[What you need to do] Produce the records again in full, exactly as shown below.

____

PR #90, opened 2019-05-29
Fix the logging in migration 0004

quba42:
fixes #4884
https://pulp.plan.io/issues/4884


quba42:
I am calling it "WIP" until I have tested it.

quba42:
I successfully reproduced the bug, and then verified that it does not occur with this fix.

bherrin3:
Just adding a note that the re-test of 2-master in the broken state worked with QE ansible playbook retry.

PR #92, opened 2019-06-06
Fix migration 0004 for importers with empty config

quba42:
This fix prevents KeyErrors during migration 0004.
These can happen when there are importers with empty "config" dict.

fixes #4924
https://pulp.plan.io/issues/4924

### DIFF
--- a/plugins/pulp_deb/plugins/migrations/0004_add_distribution.py
+++ b/plugins/pulp_deb/plugins/migrations/0004_add_distribution.py
@@ -1,4 +1,5 @@
 import logging
+from six import string_types
 from pulp.server.db import connection
 from pulp_deb.common import ids
 from pymongo.errors import OperationFailure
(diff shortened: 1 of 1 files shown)


quba42:
So, I now went over every db field access and asked myself if I need to guard it against missing field (KeyError), None value, and/or empty string value.
As a result this has turned into a somewhat bigger/more confusing change.

I changed the status to "WIP:" to ensure I get a chance to retest everything before it is merged.
Once I have tested everything I will remove the WIP status.

plugins/pulp_deb/plugins/migrations/0004_add_distribution.py
```diff
@@ -62,24 +62,36 @@ def migrate(*args, **kwargs):
...
+    deb_importer_filter = {
+        'importer_type_id': ids.TYPE_ID_IMPORTER,
+        'config.releases': {'$exists': True},
+    }
 
     # Perform a best effort to recreate the upstream distribution:
     for repo_importer in importer_collection.find(deb_importer_filter).batch_size(100):
-        distributions = repo_importer['config']['releases'].split(',')
+        importer_releases = repo_importer['config']['releases']
+        if isinstance(importer_releases, basestring) and importer_releases:
```
quba42: Apparently python 3.x versions are not happy with this line.
Does anyone know how to make this compatible across the python 2.x vs. 3.x divide?

quba42: https://stackoverflow.com/questions/11301138/how-to-check-if-variable-is-string-with-python-2-and-3-compatibility

quba42: That should do it.

quba42:
I have now tested this in a variety of ways.
Since this should be considered a release blocker I recommend we merge it soon.

quba42:
I have now tested this in every way I can come up with, and it all seems to work as designed.

@mibanescu If we could merge this soon that would be great. That way only the packaging change of this fix will still be missing, and I can start trying to get in touch with the pulp_deb release team.

PR #93, opened 2019-06-11
Remove /usr/lib/pulp/plugins/types/deb.json from setup.py

quba42:
This legacy file will prevent migration 0004 from working.

WARNING: This will also require removing the file from the .spec file in
pulp-packaging repository!

fixes #4951
https://pulp.plan.io/issues/4951

I recommend we hold out on merging this until we have had some reaction from the pulp-packaging maintainers.


mdellweg:
I think, we can complete remove the file from the repository, not just not installing it.

quba42:
I also added a PR to pulp-packaging:
https://github.com/pulp/pulp-packaging/pull/97

quba42:
Updated to reflect @mdellweg's suggestion.

dkliban:
ok test

PR #94, opened 2019-06-13
Repair test_publish_repo

quba42:
Some assertions were silently not being called.
Added extra assertions to ensure this cannot happen in the future.

### DIFF
--- a/plugins/test/unit/plugins/distributors/test_distributor.py
+++ b/plugins/test/unit/plugins/distributors/test_distributor.py
@@ -250,6 +250,8 @@ class PublishRepoMixIn(object):
                 id='allid',
                 distribution='default',
             ))
+        release_file_counter = 0
+        packages_file_counter = 0
         for release in release_units:
             comp_dir = os.path.join(
                 repo_config['http_publish_dir'],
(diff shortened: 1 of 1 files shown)


plugins/test/unit/plugins/distributors/test_distributor.py
```diff
@@ -258,17 +260,22 @@ def mock_get_units(repo_id, model_class, *args, **kwargs):
                 release.distribution)
             release_file = os.path.join(comp_dir, 'Release')
             self.assertTrue(os.path.exists(release_file))
+            release_file_counter += 1
             # Make sure the components Packages files exist
             for comp in [comp.plain_component for comp in component_units
-                         if comp.release == release.codename]:
+                         if comp.distribution == release.distribution]:
```
quba42: This is what was actually broken. Because of this the list comprehension returned an empty list, so the `for` loop was never entered, rendering all assertions within it useless.

I have  now added counters to all relevant tests to ensure that the loop is traversed the expected number of times for each test.

mibanescu: Looks good to me. You can merge this, unless you want me to.

quba42:
I was just about to say that while I don't have merge rights, I can have @mdellweg do it...

PR #95, opened 2019-06-13
Use dictionaries for units_to_check

mdellweg:
Since lookup in dicts is logarithmic, this should improve performance
significantly if a large number of old content units are to be checked
for removal (i.e. when switching a huge repository to another
architecture).


mdellweg:
@mibanescu as this is pulp2, may i ask you to have a look?

PR #288, opened 2021-05-27
Do not explicitly cast primary keys to str

quba42:
[noissue]

The need to do this was undeprecated as it is now performed in pulpcore.


quba42:
Does it make sense to actively undo this?

mdellweg (approved):

quba42:
Looks like the pulp test got stuck. Given I ran them locally, and the s3 tests also run the same tests, and I have seen this happen from time to time recently, I am merging anyway.

PR #294, opened 2021-06-09
Add custom fields to packages

m-bucher:


m-bucher:
I feel I should add some tests, but I am unsure where.
Basically this could be a unittest for the Serializer, but that one is disabled currently :thinking:

quba42:
This feature should only be merged after we have a fix for the missing `Size` field. This mandatory field should not fall into the catch all custom fields backup mechanism from this PR.

m-bucher:
> This feature should only be merged after we have a fix for the missing `Size` field. This mandatory field should not fall into the catch all custom fields backup mechanism from this PR.

See #300

quba42:
Size fix is now merged.

CHANGES/8232.bugfix
```diff
@@ -0,0 +1 @@
+Add custom_fields to hold non-standard PackageIndex fields
```
quba42, line 1: I can't comment on the filename `CHANGES/8232.bugfix`, but I feel like with the Size field fix handled separately, this is more of a feature than a bugfix. It adds the ability to retain rare optional fields, which should not actually be required for any core APT functionality, that is, "not a bug".

quba42 (approved):
Seems to work well. A get on a package unit does not show the new field, but that is probably for the best. We can always add that functionality if the need ever arises.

____

[Your solution]
PR #90, opened 2019-05-29
Fix the logging in migration 0004

quba42:
fixes #4884
https://pulp.plan.io/issues/4884


quba42:
I am calling it "WIP" until I have tested it.

quba42:
I successfully reproduced the bug, and then verified that it does not occur with this fix.

bherrin3:
Just adding a note that the re-test of 2-master in the broken state worked with QE ansible playbook retry.

PR #92, opened 2019-06-06
Fix migration 0004 for importers with empty config

quba42:
This fix prevents KeyErrors during migration 0004.
These can happen when there are importers with empty "config" dict.

fixes #4924
https://pulp.plan.io/issues/4924

### DIFF
--- a/plugins/pulp_deb/plugins/migrations/0004_add_distribution.py
+++ b/plugins/pulp_deb/plugins/migrations/0004_add_distribution.py
@@ -1,4 +1,5 @@
 import logging
+from six import string_types
 from pulp.server.db import connection
 from pulp_deb.common import ids
 from pymongo.errors import OperationFailure
(diff shortened: 1 of 1 files shown)


quba42:
So, I now went over every db field access and asked myself if I need to guard it against missing field (KeyError), None value, and/or empty string value.
As a result this has turned into a somewhat bigger/more confusing change.

I changed the status to "WIP:" to ensure I get a chance to retest everything before it is merged.
Once I have tested everything I will remove the WIP status.

plugins/pulp_deb/plugins/migrations/0004_add_distribution.py
```diff
@@ -62,24 +62,36 @@ def migrate(*args, **kwargs):
...
+    deb_importer_filter = {
+        'importer_type_id': ids.TYPE_ID_IMPORTER,
+        'config.releases': {'$exists': True},
+    }
 
     # Perform a best effort to recreate the upstream distribution:
     for repo_importer in importer_collection.find(deb_importer_filter).batch_size(100):
-        distributions = repo_importer['config']['releases'].split(',')
+        importer_releases = repo_importer['config']['releases']
+        if isinstance(importer_releases, basestring) and importer_releases:
```
quba42: Apparently python 3.x versions are not happy with this line.
Does anyone know how to make this compatible across the python 2.x vs. 3.x divide?

quba42: https://stackoverflow.com/questions/11301138/how-to-check-if-variable-is-string-with-python-2-and-3-compatibility

quba42: That should do it.

quba42:
I have now tested this in a variety of ways.
Since this should be considered a release blocker I recommend we merge it soon.

quba42:
I have now tested this in every way I can come up with, and it all seems to work as designed.

@mibanescu If we could merge this soon that would be great. That way only the packaging change of this fix will still be missing, and I can start trying to get in touch with the pulp_deb release team.

PR #93, opened 2019-06-11
Remove /usr/lib/pulp/plugins/types/deb.json from setup.py

quba42:
This legacy file will prevent migration 0004 from working.

WARNING: This will also require removing the file from the .spec file in
pulp-packaging repository!

fixes #4951
https://pulp.plan.io/issues/4951

I recommend we hold out on merging this until we have had some reaction from the pulp-packaging maintainers.


mdellweg:
I think, we can complete remove the file from the repository, not just not installing it.

quba42:
I also added a PR to pulp-packaging:
https://github.com/pulp/pulp-packaging/pull/97

quba42:
Updated to reflect @mdellweg's suggestion.

dkliban:
ok test

PR #94, opened 2019-06-13
Repair test_publish_repo

quba42:
Some assertions were silently not being called.
Added extra assertions to ensure this cannot happen in the future.

### DIFF
--- a/plugins/test/unit/plugins/distributors/test_distributor.py
+++ b/plugins/test/unit/plugins/distributors/test_distributor.py
@@ -250,6 +250,8 @@ class PublishRepoMixIn(object):
                 id='allid',
                 distribution='default',
             ))
+        release_file_counter = 0
+        packages_file_counter = 0
         for release in release_units:
             comp_dir = os.path.join(
                 repo_config['http_publish_dir'],
(diff shortened: 1 of 1 files shown)


plugins/test/unit/plugins/distributors/test_distributor.py
```diff
@@ -258,17 +260,22 @@ def mock_get_units(repo_id, model_class, *args, **kwargs):
                 release.distribution)
             release_file = os.path.join(comp_dir, 'Release')
             self.assertTrue(os.path.exists(release_file))
+            release_file_counter += 1
             # Make sure the components Packages files exist
             for comp in [comp.plain_component for comp in component_units
-                         if comp.release == release.codename]:
+                         if comp.distribution == release.distribution]:
```
quba42: This is what was actually broken. Because of this the list comprehension returned an empty list, so the `for` loop was never entered, rendering all assertions within it useless.

I have  now added counters to all relevant tests to ensure that the loop is traversed the expected number of times for each test.

mibanescu: Looks good to me. You can merge this, unless you want me to.

quba42:
I was just about to say that while I don't have merge rights, I can have @mdellweg do it...

PR #95, opened 2019-06-13
Use dictionaries for units_to_check

mdellweg:
Since lookup in dicts is logarithmic, this should improve performance
significantly if a large number of old content units are to be checked
for removal (i.e. when switching a huge repository to another
architecture).


mdellweg:
@mibanescu as this is pulp2, may i ask you to have a look?

PR #288, opened 2021-05-27
Do not explicitly cast primary keys to str

quba42:
[noissue]

The need to do this was undeprecated as it is now performed in pulpcore.


quba42:
Does it make sense to actively undo this?

mdellweg (approved):

quba42:
Looks like the pulp test got stuck. Given I ran them locally, and the s3 tests also run the same tests, and I have seen this happen from time to time recently, I am merging anyway.

PR #294, opened 2021-06-09
Add custom fields to packages

m-bucher:


m-bucher:
I feel I should add some tests, but I am unsure where.
Basically this could be a unittest for the Serializer, but that one is disabled currently :thinking:

quba42:
This feature should only be merged after we have a fix for the missing `Size` field. This mandatory field should not fall into the catch all custom fields backup mechanism from this PR.

m-bucher:
> This feature should only be merged after we have a fix for the missing `Size` field. This mandatory field should not fall into the catch all custom fields backup mechanism from this PR.

See #300

quba42:
Size fix is now merged.

CHANGES/8232.bugfix
```diff
@@ -0,0 +1 @@
+Add custom_fields to hold non-standard PackageIndex fields
```
quba42, line 1: I can't comment on the filename `CHANGES/8232.bugfix`, but I feel like with the Size field fix handled separately, this is more of a feature than a bugfix. It adds the ability to retain rare optional fields, which should not actually be required for any core APT functionality, that is, "not a bug".

quba42 (approved):
Seems to work well. A get on a package unit does not show the new field, but that is probably for the best. We can always add that functionality if the need ever arises.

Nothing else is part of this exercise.